Exercise:
Reproduce the entries shown below only from the line with "Issue #644, opened 2023-08-07" down to the line with "I would like the", keeping both end lines and copying each one exactly.

Stored items:
::::::::::

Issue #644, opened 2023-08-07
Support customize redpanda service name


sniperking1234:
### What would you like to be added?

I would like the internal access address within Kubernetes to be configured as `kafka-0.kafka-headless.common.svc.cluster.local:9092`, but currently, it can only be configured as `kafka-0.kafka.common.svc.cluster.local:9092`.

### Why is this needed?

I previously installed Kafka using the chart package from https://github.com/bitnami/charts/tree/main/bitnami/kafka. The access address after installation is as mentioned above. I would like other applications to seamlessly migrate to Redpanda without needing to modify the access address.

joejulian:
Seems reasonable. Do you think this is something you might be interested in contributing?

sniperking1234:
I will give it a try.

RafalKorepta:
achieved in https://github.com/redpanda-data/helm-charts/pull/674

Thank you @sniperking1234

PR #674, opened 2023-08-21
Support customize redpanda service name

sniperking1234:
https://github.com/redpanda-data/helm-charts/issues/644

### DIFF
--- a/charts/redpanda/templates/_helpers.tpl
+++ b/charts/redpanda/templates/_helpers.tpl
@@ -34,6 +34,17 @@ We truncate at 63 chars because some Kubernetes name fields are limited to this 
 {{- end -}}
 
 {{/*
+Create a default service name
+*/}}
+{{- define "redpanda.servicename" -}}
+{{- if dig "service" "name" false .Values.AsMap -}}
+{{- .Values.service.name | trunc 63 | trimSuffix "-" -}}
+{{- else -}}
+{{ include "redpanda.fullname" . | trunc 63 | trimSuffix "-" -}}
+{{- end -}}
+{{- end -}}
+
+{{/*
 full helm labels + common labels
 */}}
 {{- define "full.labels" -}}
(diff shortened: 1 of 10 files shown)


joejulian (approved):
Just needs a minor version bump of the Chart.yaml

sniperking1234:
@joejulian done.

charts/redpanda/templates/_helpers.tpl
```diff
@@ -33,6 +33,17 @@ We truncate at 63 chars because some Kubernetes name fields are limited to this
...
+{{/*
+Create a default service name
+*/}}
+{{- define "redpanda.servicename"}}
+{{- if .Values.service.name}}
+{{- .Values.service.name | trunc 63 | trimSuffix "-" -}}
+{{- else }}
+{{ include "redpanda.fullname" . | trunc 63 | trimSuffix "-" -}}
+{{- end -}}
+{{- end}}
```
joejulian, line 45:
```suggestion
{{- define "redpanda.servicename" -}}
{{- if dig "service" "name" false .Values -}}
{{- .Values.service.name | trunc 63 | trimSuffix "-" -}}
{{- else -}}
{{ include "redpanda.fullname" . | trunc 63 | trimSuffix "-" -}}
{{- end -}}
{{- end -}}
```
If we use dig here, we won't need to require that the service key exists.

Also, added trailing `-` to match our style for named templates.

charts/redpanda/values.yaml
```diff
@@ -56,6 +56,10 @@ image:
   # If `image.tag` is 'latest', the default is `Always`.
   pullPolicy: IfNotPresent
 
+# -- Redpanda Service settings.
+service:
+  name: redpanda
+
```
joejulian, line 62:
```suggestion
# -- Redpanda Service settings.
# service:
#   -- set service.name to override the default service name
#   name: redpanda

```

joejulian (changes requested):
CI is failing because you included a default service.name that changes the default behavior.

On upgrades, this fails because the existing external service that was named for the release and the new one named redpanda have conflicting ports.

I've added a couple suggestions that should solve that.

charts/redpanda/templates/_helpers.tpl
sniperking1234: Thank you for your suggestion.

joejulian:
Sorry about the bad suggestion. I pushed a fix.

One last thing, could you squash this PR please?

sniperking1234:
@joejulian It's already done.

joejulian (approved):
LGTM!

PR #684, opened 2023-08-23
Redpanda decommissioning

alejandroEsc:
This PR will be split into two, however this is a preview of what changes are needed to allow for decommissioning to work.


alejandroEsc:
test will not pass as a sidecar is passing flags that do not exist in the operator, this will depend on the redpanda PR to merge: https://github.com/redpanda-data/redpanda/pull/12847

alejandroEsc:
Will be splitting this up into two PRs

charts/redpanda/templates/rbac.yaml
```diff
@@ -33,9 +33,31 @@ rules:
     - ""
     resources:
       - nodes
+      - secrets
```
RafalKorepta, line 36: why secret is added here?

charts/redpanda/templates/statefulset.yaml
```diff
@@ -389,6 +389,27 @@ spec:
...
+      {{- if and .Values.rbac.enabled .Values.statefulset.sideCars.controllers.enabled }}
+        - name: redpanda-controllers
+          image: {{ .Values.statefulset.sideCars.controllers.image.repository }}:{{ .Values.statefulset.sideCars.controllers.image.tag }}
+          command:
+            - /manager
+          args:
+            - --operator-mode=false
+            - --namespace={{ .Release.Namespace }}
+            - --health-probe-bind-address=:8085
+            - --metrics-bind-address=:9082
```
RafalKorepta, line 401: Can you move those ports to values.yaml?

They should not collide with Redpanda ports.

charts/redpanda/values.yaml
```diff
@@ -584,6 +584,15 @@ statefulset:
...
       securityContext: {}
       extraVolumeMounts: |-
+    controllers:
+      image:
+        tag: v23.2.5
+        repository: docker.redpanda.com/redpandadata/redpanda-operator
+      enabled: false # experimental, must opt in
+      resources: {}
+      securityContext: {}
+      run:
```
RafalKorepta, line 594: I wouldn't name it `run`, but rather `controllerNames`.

::::::::::

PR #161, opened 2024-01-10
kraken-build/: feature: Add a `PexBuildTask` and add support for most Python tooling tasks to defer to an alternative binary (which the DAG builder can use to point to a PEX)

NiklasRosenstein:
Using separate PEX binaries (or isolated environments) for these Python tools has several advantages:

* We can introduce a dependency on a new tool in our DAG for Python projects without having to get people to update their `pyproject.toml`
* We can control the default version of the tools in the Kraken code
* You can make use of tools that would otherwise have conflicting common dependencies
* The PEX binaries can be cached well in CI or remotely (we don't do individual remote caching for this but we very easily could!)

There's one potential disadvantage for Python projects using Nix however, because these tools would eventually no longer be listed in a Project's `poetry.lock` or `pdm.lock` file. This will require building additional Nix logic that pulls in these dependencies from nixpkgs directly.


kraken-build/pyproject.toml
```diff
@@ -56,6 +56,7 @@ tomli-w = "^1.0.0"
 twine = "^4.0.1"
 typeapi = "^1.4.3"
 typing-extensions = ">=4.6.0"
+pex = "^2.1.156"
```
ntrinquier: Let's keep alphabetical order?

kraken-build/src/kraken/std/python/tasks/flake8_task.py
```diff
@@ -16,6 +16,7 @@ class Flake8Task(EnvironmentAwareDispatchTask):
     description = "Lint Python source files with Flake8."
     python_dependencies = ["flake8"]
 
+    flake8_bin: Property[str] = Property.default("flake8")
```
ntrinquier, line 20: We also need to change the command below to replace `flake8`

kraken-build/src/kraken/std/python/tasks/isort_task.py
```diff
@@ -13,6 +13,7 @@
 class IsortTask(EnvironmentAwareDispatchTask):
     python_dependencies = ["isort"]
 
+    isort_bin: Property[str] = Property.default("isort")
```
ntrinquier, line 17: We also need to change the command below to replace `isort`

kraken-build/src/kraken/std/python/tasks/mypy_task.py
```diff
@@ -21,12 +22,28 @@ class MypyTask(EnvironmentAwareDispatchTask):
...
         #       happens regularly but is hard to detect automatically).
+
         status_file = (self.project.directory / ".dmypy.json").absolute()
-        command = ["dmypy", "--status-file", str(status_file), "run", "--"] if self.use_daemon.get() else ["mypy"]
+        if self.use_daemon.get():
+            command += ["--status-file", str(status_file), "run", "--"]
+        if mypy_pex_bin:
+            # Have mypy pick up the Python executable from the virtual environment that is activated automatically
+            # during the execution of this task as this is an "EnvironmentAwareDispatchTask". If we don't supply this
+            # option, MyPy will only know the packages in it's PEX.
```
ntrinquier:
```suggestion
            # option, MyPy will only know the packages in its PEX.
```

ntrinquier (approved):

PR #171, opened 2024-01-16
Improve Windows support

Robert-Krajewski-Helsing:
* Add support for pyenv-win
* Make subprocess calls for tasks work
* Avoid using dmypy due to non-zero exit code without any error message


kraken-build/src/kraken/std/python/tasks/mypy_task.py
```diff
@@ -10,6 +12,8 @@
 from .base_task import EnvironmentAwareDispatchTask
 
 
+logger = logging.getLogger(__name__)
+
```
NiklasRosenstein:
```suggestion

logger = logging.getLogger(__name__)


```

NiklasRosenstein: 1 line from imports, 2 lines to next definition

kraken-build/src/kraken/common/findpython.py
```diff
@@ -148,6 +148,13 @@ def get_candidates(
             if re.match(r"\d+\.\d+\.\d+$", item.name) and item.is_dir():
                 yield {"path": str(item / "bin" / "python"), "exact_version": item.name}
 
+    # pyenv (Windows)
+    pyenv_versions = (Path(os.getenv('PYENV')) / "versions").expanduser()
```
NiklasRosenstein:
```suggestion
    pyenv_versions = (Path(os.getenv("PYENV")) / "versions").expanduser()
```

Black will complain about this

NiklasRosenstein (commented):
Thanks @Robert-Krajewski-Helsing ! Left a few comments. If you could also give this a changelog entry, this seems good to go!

::::::::::

Output for this task:
Issue #644, opened 2023-08-07
Support customize redpanda service name


sniperking1234:
### What would you like to be added?

I would like the internal access address within Kubernetes to be configured as `kafka-0.kafka-headless.common.svc.cluster.local:9092`, but currently, it can only be configured as `kafka-0.kafka.common.svc.cluster.local:9092`.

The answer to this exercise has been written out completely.